2) By the way, can I get to DU2 or DV2 in one line instead of two lines? 3) I do not understand the syntax for data.table very well. Why does the V1 column disappear with the list() command inside [..]? 4) in another thread, I read a little about the cSplit function.
. it's good? Is this a function adapted to data.table objects?
Thank you very much
UPDATE
thanks to @Ananda Mahto Perhaps I should make myself clearer from my final goal. I have a huge file of 10,000,000 sentences stored as a string. As a first step for this project, I want to make a hash of the first 5 words of each sentence. 10,000,000 sentences will not even fall into my memory, so I first divided into 10 files out of 1,000,000 sentences that would be around 10x 1Go files. The following code takes several minutes on my laptop for just one file.
library(data.table); library(digest); num_row=1000000 DT <- fread("sentences.txt",nrows=num_row,header=FALSE,sep="\t",colClasses="character") DT=as.data.table(DT) colnames(DT) <- "text" setkey(DT,text) rawdata <- DT hash2 <- function(word){
then
print(system.time({ colnames(rawdata) <- "sentence" rawdata <- lapply(rawdata,strsplit," ") sentences_begin <- lapply(rawdata$sentence,function(x){x[2:6]}) hash_list <- sapply(sentences_begin,hash2)
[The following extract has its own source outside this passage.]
PR #20416, opened 2025-10-10
refactor(protocol): make ShastaAnchor inherit EssentialContract directly

dantaik:
## Summary

Refactors ShastaAnchor to inherit directly from EssentialContract instead of PacayaAnchor, consolidating the inheritance hierarchy and improving code organization.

I know that I'm pushing R here to my limits, but I'm struggling to find faster implementations, and I was thinking about the features of data.table ... hence all my questions
Here is an implementation that excludes lapply, but its actually slower!
print(system.time({ myfun1 <- function(sentence){strsplit(sentence," ")} DU1 <- DT[,myfun1(text),by=text] DU2 <- DU1[,list(charvec=list(V1)),by=text] myfun2 <- function(l){l[[1]][2:6]} DV1 <- DU2[,myfun2(charvec),by=text] DV2 <- DV1[,list(charvec=list(V1)),by=text] rebuildsentence <- function(S){ paste(S,collapse=" ") } myfun3 <- function(l){hash2(rebuildsentence(l[[1]]))} DW1 <- DV2[,myfun3(charvec),by=text] }))
There was no noodle in this implementation with the data file, so I was hoping the hash would be faster. However, since in each column I have a list instead of a char vector, this can slow down (?) It all significantly.
Using the first code above (with lapply / sapply ) took more than 1 hour on my laptop. I was hoping to speed it up with a more efficient data structure. "People using Python, Java, etc., do similar work in a few seconds.
Of course, another way would be to find a faster hash function, but I assumed that the package in the digest package is already optimized.